OpenAI, öğretmenler için ChatGPT rehberi yayınladı

OpenAI, öğretmenlerin AI destekli araçlarını kullanarak öğrenciler için ders planları ve etkileşimli öğreticiler oluşturmasını öngörüyor. Ancak bazı eğitimciler bu teknolojiden ve ters gitme potansiyelinden çekiniyor.
Bugün, OpenAI, K-12 öğretmenlerinin şirketin AI sohbet robotu platformu olan ChatGPT’yi sınıflarına nasıl getireceklerini öğrenmelerine yardımcı olmak için tasarlanmış ücretsiz bir çevrimiçi kurs yayınladı. OpenAI’nin aktif bir ortaklığa sahip olduğu kar amacı gütmeyen kuruluş Common Sense Media ile iş birliği içinde oluşturulan bir saatlik, dokuz modülden oluşan program, AI’nın temellerini ve pedagojik uygulamalarını kapsıyor.
OpenAI, kursun halihazırda Arizona’daki Agua Fria Okul Bölgesi, Kaliforniya’daki San Bernardino Okul Bölgesi ve sözleşmeli okul sistemi Challenger Okulları dahil olmak üzere “düzinelerce” okulda uygulandığını söylüyor. Şirketin dahili araştırmasına göre, katılımcıların %98’i programın işlerine uygulayabilecekleri yeni fikirler veya stratejiler sunduğunu söyledi.
Common Sense Media’da AI programları kıdemli direktörü Robbie Torney bir açıklamada, “Ülke çapındaki okullar, AI eğitimi yeniden şekillendirirken yeni fırsatlar ve zorluklarla boğuşuyor” dedi. “Bu kursla, ön saflardaki öğretmenleri desteklemek ve eğitmek ve bu dönüşüme hazırlanmak için proaktif bir yaklaşım benimsiyoruz.”
Ancak bazı eğitimciler programı yararlı bulmuyor ve hatta yanıltıcı olabileceğini düşünüyorlar.
Illinois Urbana-Champaign Üniversitesi’nde spor eğitmeni olan Lance Warwick, OpenAI gibi kaynakların, teknolojinin etik etkilerinden habersiz eğitimciler arasında AI kullanımını normalleştireceğinden endişe ediyor. OpenAI’nin kursu, ChatGPT‘nin öğrencilerin çalışmalarını adil bir şekilde derecelendirememesi gibi bazı sınırlamalarını ele alırken, Warwick gizlilik ve güvenlik modüllerinin “çok sınırlı” ve çelişkili olduğunu buldu.
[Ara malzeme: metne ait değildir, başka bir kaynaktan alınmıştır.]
PR #683, opened 2022-07-19
`wasmparser`: make `is_subtype_of` machinery in the validator public.

peterhuene:
This PR makes the `is_subtype_of` machinery in the validator public so that
other tools can make use of it without having to reimplement the subtype rules.

### DIFF
--- a/crates/wasmparser/src/readers/component/types.rs
+++ b/crates/wasmparser/src/readers/component/types.rs
@@ -166,7 +166,8 @@ impl PrimitiveValType {
         matches!(self, Self::String)
     }
 
-    pub(crate) fn is_subtype_of(&self, other: &Self) -> bool {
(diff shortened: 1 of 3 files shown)


alexcrichton (approved):
I'm a bit wary of "simply export everything internal" in the sense that none of this was really designed per se, it's just what exists and it may not be the mot suitable interface to export. Otherwise though I don't have a better alternative and otherwise designing an interface explicitly would likely be quite nontrivial.

peterhuene:
Let me take another stab at this that at least keeps `SnapshotList` internal.

peterhuene:
I've reverted making `SnapshotList` public; as `TypesRef` is already public, this PR now only changes the visibility on the `is_subtype_of` methods at the cost of having to delegate to an internal method that uses the private types.

alexcrichton (approved):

“[OpenAI’nin verdiği] örnek istemlerde, biri size geçmiş ödevlerden notları ve geri bildirimleri dahil etmenizi söylerken, diğeri size Meksika Devrimi’ni öğretmek için bir etkinlik istemi oluşturmanızı söylüyor,” diye belirtti Warwick. “Güvenlikle ilgili bir sonraki modülde, size asla öğrenci verilerini girmemenizi söylüyor ve ardından üretken yapay zekanın doğasında bulunan önyargıdan ve doğrulukla ilgili sorunlardan bahsediyor. Bunların kullanım durumlarıyla uyumlu olduğundan emin değilim.”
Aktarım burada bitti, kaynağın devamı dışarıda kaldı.